Records from a data collection
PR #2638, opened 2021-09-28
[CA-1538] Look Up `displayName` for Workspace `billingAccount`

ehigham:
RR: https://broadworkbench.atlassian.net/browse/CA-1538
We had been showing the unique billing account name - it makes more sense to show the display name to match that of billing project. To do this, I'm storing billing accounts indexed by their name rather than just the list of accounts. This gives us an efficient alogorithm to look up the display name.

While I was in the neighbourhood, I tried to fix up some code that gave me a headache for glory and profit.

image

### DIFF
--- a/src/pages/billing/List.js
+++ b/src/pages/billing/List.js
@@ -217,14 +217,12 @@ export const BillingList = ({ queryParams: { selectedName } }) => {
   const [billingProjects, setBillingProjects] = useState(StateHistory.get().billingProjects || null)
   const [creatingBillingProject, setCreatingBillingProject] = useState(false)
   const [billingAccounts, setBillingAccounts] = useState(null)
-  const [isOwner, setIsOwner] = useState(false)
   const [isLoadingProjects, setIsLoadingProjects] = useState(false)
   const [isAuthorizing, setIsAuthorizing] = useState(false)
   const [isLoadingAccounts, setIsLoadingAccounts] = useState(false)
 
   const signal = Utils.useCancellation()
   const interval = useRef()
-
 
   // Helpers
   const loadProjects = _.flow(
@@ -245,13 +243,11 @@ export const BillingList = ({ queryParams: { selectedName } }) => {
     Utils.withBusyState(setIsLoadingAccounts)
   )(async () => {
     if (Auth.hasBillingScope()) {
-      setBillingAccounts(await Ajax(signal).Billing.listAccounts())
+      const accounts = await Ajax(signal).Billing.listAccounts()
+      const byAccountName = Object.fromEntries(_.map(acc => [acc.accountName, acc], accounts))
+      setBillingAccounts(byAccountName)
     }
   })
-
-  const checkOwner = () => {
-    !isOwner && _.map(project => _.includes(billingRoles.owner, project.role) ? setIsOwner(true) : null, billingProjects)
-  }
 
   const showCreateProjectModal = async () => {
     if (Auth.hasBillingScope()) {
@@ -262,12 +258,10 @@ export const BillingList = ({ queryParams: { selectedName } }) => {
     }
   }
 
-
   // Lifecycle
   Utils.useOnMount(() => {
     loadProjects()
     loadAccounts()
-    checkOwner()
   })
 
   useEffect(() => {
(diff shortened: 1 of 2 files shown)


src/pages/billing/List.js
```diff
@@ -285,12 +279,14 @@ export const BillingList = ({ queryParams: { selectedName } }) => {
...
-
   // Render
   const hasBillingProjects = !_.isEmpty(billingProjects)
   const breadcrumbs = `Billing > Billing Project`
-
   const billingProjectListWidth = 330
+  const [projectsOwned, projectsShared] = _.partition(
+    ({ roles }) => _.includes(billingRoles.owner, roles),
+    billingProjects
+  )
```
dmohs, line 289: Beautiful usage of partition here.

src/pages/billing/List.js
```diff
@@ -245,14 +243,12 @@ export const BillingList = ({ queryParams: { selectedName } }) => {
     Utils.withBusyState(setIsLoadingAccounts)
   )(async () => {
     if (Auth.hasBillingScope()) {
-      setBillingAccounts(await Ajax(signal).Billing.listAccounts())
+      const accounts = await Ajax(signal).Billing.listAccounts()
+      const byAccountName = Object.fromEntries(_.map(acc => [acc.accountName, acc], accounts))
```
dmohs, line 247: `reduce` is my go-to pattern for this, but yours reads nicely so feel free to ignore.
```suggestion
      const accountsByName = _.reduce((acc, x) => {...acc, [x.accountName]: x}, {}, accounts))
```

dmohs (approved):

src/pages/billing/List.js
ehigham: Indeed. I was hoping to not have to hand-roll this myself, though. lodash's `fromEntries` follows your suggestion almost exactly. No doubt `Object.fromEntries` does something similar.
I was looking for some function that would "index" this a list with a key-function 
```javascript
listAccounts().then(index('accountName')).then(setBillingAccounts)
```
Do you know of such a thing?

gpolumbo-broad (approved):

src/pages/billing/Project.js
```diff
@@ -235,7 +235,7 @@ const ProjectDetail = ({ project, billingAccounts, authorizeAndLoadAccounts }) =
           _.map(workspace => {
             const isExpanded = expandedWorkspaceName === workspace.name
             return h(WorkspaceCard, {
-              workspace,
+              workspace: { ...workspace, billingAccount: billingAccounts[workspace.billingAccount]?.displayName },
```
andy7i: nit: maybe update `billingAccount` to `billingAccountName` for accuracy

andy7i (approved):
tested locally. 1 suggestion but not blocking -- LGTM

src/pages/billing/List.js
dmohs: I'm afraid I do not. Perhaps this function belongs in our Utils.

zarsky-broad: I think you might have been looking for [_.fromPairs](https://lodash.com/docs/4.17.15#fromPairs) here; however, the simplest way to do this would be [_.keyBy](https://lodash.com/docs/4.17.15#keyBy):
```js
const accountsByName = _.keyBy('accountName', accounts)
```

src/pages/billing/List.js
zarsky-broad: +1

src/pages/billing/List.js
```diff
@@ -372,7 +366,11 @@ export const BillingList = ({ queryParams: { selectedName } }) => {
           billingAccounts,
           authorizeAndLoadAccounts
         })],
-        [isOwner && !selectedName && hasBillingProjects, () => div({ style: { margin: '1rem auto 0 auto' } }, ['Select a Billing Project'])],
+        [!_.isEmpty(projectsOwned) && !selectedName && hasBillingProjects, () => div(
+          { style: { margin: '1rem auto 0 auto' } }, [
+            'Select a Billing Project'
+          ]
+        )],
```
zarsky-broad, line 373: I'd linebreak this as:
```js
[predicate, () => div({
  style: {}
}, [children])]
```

==

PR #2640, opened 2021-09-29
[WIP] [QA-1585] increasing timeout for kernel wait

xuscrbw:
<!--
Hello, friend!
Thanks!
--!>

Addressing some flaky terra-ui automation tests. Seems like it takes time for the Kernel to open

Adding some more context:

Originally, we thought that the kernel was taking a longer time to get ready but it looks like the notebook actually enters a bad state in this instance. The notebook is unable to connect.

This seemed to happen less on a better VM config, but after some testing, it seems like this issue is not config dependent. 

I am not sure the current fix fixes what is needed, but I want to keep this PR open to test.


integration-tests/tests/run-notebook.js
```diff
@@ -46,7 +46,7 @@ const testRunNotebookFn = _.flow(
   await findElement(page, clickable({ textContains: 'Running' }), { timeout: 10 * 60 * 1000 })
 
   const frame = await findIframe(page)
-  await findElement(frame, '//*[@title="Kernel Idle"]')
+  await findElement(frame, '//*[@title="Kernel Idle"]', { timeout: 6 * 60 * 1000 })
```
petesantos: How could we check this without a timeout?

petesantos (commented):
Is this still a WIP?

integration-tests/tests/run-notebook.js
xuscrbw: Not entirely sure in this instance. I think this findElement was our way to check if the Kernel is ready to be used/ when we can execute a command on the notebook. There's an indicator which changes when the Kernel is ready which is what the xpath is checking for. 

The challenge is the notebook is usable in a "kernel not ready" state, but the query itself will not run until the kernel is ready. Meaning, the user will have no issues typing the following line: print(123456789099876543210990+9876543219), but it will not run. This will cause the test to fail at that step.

...

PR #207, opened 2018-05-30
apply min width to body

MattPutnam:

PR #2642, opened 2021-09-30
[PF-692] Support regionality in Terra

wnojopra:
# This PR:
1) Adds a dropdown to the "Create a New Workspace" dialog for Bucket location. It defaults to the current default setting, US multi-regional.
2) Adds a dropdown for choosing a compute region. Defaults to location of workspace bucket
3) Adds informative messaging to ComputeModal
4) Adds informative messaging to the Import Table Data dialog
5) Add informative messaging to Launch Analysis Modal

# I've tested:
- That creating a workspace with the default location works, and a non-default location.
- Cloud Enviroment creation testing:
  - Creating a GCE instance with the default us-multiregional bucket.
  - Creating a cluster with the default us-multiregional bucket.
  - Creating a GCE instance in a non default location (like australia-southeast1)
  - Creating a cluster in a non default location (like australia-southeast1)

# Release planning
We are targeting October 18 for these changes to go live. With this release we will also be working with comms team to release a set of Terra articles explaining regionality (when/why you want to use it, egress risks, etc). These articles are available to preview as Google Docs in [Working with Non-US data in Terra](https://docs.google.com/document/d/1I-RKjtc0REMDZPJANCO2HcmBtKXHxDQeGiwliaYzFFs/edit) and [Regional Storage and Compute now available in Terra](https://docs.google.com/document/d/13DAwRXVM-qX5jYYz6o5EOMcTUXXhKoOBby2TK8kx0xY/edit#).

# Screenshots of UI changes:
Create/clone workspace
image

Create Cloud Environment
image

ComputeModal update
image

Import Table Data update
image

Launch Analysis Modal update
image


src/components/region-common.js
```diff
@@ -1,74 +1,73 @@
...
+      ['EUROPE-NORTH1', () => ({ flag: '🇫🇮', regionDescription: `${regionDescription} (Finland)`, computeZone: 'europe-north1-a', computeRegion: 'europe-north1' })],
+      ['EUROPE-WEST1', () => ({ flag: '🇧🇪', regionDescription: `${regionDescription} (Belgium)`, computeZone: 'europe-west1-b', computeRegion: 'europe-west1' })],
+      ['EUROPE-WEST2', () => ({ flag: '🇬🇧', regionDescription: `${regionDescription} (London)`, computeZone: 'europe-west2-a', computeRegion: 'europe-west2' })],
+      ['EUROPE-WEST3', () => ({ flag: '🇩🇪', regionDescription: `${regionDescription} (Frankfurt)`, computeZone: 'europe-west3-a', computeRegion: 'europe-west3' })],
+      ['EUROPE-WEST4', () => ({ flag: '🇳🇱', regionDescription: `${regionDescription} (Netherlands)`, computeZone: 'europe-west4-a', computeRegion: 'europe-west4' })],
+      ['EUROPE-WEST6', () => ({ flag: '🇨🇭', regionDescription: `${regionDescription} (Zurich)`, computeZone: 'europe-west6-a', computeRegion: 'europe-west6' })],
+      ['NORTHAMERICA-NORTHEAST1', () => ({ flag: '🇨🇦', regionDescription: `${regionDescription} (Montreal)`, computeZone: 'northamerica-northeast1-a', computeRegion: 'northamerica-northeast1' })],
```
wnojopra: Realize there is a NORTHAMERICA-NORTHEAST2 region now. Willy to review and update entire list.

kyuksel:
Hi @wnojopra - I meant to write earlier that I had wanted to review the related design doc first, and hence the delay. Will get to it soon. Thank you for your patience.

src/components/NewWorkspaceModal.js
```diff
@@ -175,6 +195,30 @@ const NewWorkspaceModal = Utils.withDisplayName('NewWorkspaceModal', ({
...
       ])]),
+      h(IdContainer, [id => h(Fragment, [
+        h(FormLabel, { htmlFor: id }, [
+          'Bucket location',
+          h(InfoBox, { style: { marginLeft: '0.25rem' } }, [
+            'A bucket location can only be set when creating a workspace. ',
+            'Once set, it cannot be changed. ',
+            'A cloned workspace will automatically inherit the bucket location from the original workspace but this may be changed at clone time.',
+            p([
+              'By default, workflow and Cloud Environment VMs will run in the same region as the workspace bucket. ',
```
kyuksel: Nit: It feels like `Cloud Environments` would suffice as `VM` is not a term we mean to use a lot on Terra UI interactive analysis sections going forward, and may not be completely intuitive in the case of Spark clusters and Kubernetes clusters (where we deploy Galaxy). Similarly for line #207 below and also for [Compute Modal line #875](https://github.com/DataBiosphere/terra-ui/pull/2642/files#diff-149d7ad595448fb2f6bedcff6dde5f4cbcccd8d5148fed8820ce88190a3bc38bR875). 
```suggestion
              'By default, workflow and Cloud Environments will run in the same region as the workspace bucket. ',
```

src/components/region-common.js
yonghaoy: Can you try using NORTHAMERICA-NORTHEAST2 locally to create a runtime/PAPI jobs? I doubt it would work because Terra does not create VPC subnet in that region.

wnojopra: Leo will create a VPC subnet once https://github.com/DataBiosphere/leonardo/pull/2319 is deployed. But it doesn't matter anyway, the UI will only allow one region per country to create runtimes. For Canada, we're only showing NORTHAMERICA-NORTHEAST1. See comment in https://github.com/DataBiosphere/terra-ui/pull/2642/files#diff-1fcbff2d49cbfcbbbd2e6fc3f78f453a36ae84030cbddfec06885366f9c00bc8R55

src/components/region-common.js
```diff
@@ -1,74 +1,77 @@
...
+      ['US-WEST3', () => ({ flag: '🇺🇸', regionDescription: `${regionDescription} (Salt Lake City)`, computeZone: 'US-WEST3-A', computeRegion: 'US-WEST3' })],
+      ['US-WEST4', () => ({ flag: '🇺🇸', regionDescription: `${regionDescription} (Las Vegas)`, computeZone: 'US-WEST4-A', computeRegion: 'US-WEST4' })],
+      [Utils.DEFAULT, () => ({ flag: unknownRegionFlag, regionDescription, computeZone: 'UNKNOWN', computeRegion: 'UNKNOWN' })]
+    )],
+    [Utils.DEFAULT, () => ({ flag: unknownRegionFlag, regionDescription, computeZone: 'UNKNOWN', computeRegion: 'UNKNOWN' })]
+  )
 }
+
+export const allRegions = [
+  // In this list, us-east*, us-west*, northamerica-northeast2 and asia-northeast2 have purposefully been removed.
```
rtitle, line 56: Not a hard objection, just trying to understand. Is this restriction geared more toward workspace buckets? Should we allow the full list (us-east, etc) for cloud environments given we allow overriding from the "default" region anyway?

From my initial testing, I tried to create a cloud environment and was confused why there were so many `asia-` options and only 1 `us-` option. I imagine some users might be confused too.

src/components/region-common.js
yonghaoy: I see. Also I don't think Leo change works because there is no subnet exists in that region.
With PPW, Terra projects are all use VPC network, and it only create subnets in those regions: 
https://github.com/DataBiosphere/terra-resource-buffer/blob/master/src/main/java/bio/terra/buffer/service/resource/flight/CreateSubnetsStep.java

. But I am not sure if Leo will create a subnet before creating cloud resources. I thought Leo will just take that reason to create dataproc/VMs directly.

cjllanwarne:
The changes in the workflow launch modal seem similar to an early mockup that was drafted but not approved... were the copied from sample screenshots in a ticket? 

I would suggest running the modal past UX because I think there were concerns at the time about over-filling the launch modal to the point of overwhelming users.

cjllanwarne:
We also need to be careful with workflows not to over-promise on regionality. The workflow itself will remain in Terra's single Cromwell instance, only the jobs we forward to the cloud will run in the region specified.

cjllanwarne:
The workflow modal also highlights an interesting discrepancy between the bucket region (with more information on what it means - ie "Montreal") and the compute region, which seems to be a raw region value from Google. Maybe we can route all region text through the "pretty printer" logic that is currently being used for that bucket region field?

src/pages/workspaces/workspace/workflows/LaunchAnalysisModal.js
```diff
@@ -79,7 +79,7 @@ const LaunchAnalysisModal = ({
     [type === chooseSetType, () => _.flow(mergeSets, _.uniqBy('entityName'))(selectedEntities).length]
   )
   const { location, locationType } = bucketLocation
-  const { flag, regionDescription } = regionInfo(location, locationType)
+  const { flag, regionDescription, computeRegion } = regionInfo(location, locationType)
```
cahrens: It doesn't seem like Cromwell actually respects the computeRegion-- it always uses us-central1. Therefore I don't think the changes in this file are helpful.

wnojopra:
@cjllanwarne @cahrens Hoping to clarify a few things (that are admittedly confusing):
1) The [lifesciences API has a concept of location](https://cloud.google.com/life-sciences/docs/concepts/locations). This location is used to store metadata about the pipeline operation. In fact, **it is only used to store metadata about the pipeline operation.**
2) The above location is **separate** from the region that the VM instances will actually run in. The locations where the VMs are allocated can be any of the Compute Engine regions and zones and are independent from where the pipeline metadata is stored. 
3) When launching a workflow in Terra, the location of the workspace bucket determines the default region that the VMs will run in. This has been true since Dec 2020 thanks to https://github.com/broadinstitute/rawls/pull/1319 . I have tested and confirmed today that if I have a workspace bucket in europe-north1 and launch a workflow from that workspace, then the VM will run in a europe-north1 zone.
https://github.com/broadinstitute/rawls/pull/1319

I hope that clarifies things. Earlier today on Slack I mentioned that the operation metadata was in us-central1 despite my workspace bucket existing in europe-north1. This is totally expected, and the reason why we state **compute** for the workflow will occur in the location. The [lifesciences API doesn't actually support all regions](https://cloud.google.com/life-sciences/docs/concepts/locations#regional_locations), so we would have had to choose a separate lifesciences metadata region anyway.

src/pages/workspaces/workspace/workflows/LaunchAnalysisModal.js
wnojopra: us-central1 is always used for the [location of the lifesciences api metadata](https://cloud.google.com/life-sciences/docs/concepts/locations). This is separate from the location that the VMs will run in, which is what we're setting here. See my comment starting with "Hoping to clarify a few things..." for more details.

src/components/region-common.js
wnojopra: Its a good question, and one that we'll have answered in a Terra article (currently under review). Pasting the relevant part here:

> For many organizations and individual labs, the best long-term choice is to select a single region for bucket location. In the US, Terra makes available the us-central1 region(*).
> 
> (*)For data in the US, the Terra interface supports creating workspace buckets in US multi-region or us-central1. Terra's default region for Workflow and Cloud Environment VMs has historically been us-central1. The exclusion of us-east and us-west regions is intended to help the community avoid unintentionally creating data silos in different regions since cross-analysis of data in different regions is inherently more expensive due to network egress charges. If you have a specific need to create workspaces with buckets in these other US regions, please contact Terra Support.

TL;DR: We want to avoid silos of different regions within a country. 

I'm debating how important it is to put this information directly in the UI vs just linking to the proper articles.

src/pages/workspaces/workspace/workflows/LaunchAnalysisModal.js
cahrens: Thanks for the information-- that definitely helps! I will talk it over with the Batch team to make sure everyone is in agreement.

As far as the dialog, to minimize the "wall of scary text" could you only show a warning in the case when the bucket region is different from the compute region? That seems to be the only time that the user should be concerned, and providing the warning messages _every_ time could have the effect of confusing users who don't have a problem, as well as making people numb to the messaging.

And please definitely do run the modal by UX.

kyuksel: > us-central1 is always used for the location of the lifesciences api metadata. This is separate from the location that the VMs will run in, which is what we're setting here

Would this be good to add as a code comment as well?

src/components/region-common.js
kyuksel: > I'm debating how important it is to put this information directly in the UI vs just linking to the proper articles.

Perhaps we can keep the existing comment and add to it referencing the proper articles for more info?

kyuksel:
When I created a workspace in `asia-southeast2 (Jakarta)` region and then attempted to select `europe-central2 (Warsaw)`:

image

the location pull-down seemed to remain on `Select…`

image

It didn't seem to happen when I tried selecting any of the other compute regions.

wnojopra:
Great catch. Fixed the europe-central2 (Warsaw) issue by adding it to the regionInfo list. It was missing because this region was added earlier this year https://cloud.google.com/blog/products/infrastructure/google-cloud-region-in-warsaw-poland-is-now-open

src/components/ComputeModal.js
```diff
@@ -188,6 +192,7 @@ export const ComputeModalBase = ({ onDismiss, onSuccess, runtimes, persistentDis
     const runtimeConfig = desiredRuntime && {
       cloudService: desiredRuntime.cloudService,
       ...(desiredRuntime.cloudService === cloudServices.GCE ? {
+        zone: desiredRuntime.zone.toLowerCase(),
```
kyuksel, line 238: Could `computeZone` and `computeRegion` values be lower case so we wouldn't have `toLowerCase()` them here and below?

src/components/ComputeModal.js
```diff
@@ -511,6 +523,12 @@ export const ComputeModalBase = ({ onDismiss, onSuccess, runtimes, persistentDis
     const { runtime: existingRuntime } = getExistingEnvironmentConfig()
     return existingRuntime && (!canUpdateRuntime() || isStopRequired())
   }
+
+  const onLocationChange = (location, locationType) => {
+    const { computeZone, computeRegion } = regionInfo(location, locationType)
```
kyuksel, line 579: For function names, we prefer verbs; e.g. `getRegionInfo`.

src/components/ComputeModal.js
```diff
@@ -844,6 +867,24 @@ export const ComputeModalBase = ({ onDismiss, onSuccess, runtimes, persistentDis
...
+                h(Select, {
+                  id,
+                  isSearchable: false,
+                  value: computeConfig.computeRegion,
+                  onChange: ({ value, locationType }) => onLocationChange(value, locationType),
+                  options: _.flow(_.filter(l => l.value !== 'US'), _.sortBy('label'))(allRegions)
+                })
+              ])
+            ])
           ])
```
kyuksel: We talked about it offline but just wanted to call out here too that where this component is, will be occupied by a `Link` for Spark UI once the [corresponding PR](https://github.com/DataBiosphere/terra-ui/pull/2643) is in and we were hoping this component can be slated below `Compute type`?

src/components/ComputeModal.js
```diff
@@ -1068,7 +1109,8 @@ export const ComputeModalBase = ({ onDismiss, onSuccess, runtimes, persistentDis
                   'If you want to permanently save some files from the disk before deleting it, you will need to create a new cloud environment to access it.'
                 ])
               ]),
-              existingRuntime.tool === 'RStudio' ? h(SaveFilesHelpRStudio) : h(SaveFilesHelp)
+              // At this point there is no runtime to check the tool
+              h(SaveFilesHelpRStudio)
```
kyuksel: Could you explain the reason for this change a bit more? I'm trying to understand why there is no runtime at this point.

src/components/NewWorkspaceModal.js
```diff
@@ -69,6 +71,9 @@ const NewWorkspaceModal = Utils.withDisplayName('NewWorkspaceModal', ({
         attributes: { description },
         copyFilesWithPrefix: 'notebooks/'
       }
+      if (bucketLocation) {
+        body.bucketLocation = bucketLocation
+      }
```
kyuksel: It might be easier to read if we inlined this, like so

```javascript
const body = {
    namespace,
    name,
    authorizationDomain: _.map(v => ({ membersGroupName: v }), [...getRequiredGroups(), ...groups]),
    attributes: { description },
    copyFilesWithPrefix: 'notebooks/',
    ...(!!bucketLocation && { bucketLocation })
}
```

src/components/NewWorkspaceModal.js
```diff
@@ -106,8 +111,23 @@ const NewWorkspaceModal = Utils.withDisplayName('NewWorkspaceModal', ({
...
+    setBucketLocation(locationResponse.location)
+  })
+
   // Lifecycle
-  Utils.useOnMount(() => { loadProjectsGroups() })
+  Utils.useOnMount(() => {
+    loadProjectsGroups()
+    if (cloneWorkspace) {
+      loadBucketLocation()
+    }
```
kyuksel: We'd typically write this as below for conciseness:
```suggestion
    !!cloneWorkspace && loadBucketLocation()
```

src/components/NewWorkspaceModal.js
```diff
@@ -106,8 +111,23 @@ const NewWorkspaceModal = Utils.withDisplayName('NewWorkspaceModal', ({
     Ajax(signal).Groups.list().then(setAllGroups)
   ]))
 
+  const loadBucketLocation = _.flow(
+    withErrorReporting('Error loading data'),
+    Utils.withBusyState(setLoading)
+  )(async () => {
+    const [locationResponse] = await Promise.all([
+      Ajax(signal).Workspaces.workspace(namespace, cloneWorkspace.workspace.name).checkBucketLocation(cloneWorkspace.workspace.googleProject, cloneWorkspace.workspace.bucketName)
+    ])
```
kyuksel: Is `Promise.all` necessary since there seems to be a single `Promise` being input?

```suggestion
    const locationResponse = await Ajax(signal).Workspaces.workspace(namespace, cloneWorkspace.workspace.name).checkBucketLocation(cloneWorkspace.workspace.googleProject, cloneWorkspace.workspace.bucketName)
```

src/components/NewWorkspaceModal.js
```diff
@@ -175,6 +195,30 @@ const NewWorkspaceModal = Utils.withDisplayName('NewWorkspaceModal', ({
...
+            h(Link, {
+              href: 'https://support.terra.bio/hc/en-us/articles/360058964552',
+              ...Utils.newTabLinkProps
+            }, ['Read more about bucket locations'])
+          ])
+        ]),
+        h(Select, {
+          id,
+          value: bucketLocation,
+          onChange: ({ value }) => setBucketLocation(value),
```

## Work item
Copy the lines above that hold the word "pipeline".

## Solution for this problem
1) The [lifesciences API has a concept of location](https://cloud.google.com/life-sciences/docs/concepts/locations). This location is used to store metadata about the pipeline operation. In fact, **it is only used to store metadata about the pipeline operation.**
2) The above location is **separate** from the region that the VM instances will actually run in. The locations where the VMs are allocated can be any of the Compute Engine regions and zones and are independent from where the pipeline metadata is stored. 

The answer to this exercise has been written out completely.